When UK Prime Minister Theresa May called a surprise election last month there was widespread speculation that the Conservative manifesto would drop the commitment to spend 0.7 per cent of national income on overseas aid enshrined in law in 2015.
The commitment has been strongly opposed by many within her party, as well as large sections of the media with the Daily Mail leading the charge. Furthermore, it has been closely associated with former UK PM David Cameron, who upon leaving office cited the commitment as one of his key achievements during his time in office.
Until April 21st when May brought speculation on the matter to an end by announcing the pledge would be maintained, the new PM’s position on the matter was not well understood.
This is not the end of the matter, however. While the symbolic value of maintaining the commitment at the time of Brexit was ultimately too much to resist for a UK PM who is arguably more in need of international friends and allies than bolstering her support domestically given her lead in the polls, many unanswered questions remain over who will have control over how much of the £13.3 billion budget and what will they be able to spend it on.
The pressures on the aid budget are vast and varied. While ODA spending is primarily concerned with poverty eradication, there has been a growing trend towards financing security-related costs, as well as spending money at home to meet the cost of the refuge crisis. In 2016 OECD figures revealed that the amount spent domestically was up to 9 per cent, increasing from $6.6 billion in 2014 to around $12 billion. Already May’s government has made it clear that more of the budget will be spent by department’s other than DfID under her watch.
Supporting developing countries to participate in trade and promote inclusive growth is now part of the established narrative around development priorities, reflected to some extent in the make up of the Sustainable Development Goals.

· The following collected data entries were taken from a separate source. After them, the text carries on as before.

Issue #6552, opened 2017-06-10
Feature request: add "added" property to changes feed


gr2m:
For apps that listen to the `.changes()` feed in order to update the UI there is currently no way to differentiate changes that created a new document to changes that updated a document, which is a big challenge. Previous attempts to differentiate `create` and `update` have been removed (https://github.com/pouchdb/pouchdb/releases/tag/5.0.0), and rightfully so, they only differentiated based on the `_rev` number.

The only way for an app to know when a change is an update to a previously existing document in the database or was added to the database (e.g. via a replication coming from a remote database) is to keep track of what exists in the database and check against that for each `change` event. 

I wonder if it would be possible to add an `"added"` property to the changes feed the same way there is a `"deleted"` property today. I know that this means to diverge from what CouchDB does, but I think the `"added"` event does not make sense in a CouchDB cluster while it makes a lot of sense in a client. It’s also just an added property and is not changing existing behavior beyond that.

Let me know what you all think :)

nolanlawson:
The only way to determine if a doc was added is to check that the revision number starts with `1-`. Even this isn't foolproof, though, since you can have generation-1 conflicts and thus multiple documents that start with `1-`.

This is something that it would be technically possible for PouchDB to expose, but it's also something that the developer themselves can reasonably infer from the changes feed – i.e. use `changes()` with `{style: 'all_docs'}`, check the `seq` of any `1-` documents, and see if they're lower than the `seq` of the `1-` document you just saw. Is there any reason that this would be an infeasible solution for you?

gr2m:
sorry I don’t mean to differentiate between create and update from a document’s perspective.

I want to differentiate between when a document revision added to a document to my database and when it was updating a document that existed in my database before.

Say I replicate from a remote database, a document with revision `3-abcdef...` should be marked as "added" in the changes feed, because this revision is when it was added to this database. 

I wonder if we could implement that on PouchDB’s changes feed somehow.

gr2m:
To add some context, this is a major problem we have with Hoodie. We want to emit an `add` event when a document gets to a database, no matter its revision. From a developer perspective I want to know when a new document was added to my store so I can update my view correctly

gr2m:
[...]

PR #6553, opened 2017-06-10
"added" flag in "change" events

gr2m:
# THIS IS WORK IN PROGRESS – DO NOT MERGE

see #6552


daleharvey:
Would you expect `added` when you add, delete then create another document with the same id? in this case we process it as an update, would probably be possible to avoid if you look at `wasDeleted`

gr2m:
I didn’t know, thanks for letting me know. I’ll add a test case for this if we decide to move forward with this PR

daleharvey:
Closing out for now

Issue #6308, opened 2017-02-27
Option to disable remote checkpoints


nolanlawson:
I can't find where this was originally discussed, but in a discussion about the performance of the replication protocol I suggested we add an option to disable remote checkpointing. We already do this in cases where the remote DB refuses writes.

Off the top of my head, API could look like this:

```js
db.replicate.to('http://remote', {
  remote_checkpoints: false
})
```

Or maybe:

```js
var remoteDB = new PouchDB('http://remote', {
  checkpoints: false
})
db.replicate.to(remoteDB)
```

I'm leaning towards the second one, because it doesn't encode a concept of "remote" or "local," since PouchDB is potentially p2p and also allows replication between locals and between remotes. `checkpoints` would default to `true`, though, which is awkward. We could also make it `disable_checkpoints: true` instead.

gr2m:
I’m looking into the code for this. I could use some help for documenting that feature and giving some insights on why we do the checkpointing in the first place, and why we do it by default

gr2m:
@nolanlawson could you give me a few more pointers? 

I’m looking into https://github.com/pouchdb/pouchdb/blob/master/packages/node_modules/pouchdb-checkpointer/src/index.js. I’ve set `this.readOnlySource = true;` in the constructor just to see what happens when I run tests, but all tests pass?

My guess is that if we set the options to disable remote checkpoints, I’ll avoid running `this.writeCheckpoint()`, so we won’t write checkpoints in neither source nor target. We also want `getCheckpoint` to behave the same it does if `readOnlySource` is true.

And I assume that we can’t just set `readOnlySource` with the new option, it should be a separate state, as it would be confusing with my source is not read-only but I still don’t want checkpoints?

daleharvey:
We checkpoint because we do not want to run entire replications from scratch every time you load your local application, a checkpoint says 'this is where we left off, start from here'. 

We write checkpoints to both the client and the server to handle the case where either gets deleted, if you know the server will never be deleted then its safe to skip writing the remote ones which is what we are talking about here, with the flag enabled we would still be writing local ones.

I dont think there is any need to distinguish this feature and `readOnlySource`, they do the same thing, I would say its best to rename it but reuse the same code letting it be set as an option.

I really think this needs to be an option on the replication as opposed to the PouchDB instance though, its changing the behaviour of the replicator works instead of how pouchdb functions

gr2m:
agree with all, will do, thanks Dale!

[...]

PR #6555, opened 2017-06-12
(#6308) - Add option to disable checkpoints

chadrien:
Checkpoints can be disabled either on source, target, or both.


jareware:
Been looking forward to this for a long time, 🎉 🎉 !!

daleharvey:
This is great, thanks a lot, some people that will be very happy about this :)

kanongil:
The `checkpoint = 'source'` option is broken. It doesn't check for the `opts.writeSourceCheckpoint` in `getCheckpoint()`, which results in a get on the source that 404's, leading to _writing a new checkpoint on the source_ that starts from `LOWEST_SEQ`.

I suspect the fix is to check for `opts.writeSourceCheckpoint` along with `readOnlySource` in `getCheckpoint()`, thus avoiding the `get` & `put`.

Issue #6502, opened 2017-05-15
changes() leaks memory


cztomsik:
Any `changes()` call without `return_docs: false` leaks memory

It seems that `return_docs` is effective even for http connections unlike from what is mentioned in the docs:
> Is available for non-http databases and defaults to true

### Reproduce
```
const db = new PouchDB('http://127.0.0.1:5984/skimdb')

db.changes({
  include_docs: true,
  batch_size: 1000
}).on('change', (c) => {
  // doesnt matter
})
```

What happens is that it will "slow down" after first ~50 000 seqs - because of excessive memory usage (few seconds and it's hundreds MBs). I am not sure if it relates to any existing issue so I am creating new one.

This might be resolved by:
1. updating docs (along with examples)
2. making `return_docs: false` default for http databases

vvo:
Just stumbled on this too, we have been facing a memory leak on https://github.com/algolia/npm-search and have been searching for it a bit.

I will use this `return_docs: false` and see what happens. The docs says `[return_docs] Is available for non-http databases and defaults to true`.

We are using the http adapter, but strangely the code of the http adapter sets return_docs to true by default, see https://github.com/pouchdb/pouchdb/blob/d483bdf78a295b71cb43419d285b0eed2fcf360d/packages/node_modules/pouchdb-adapter-http/src/index.js#L777

Not sure this as anything to do with our leak but will try.

Haroenv:
This did fix our memory leak, so maybe `return_docs` should always be `false` by default.

vvo:
> maybe return_docs should always be false by default.

Yes in the http couch adapter, will wait for a more knowledgeable person to confirm this.

vvo:
@willholley If you need more insights let us know, for now this is mostly a documentation issue. The doc says that if you are only using a http layer or DB then you are fine, changes will not leak. But that's not the case because the actual http pouchdb layer sets returnDocs: true by default.

willholley:
thanks @vvo - will do

daleharvey:
So yup the documentation is wrong here, however we should not be setting different defaults for http or not, we should fix the documentation for whether this option is available for http adapters

Seperately we could change the default for all adapters to returnDocs = false, or more drastically remove the option for `returnDocs` at all and require any changes listeners to collect their own results

cztomsik:
just fixing docs is fine :)

vvo:
[...]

It is recognised by policy makers and development experts alike that in order for aid to deliver the sort of transitional and long-term benefits that have so often been lacking more aid must be channelled into trade facilitation projects or one sort or another.
However, the competition for funding is fierce and while these programmes do attempt to quantify the value they deliver, the reality is that the total sum of the benefit is often only fully appreciated over a period longer than that of an election cycle and the nature of the immediate benefits are harder to sell. For a politician to explain why we are supporting road or port building projects in other countries when our roads at home appear to be full of potholes is a lot harder than explaining why we are vaccinating young children from malaria or treating them for Ebola, for example. Yet without proper investment in the former the developing country in question is unlikely to be able to fund its own health programme in the near future, or to deal with crises as they arise. This is a message that must not get lost as the next government looks to establish its priorities when it comes to aid spending. Otherwise even the commitment to spend 0.7 per cent will ultimately fall far short of what is needed.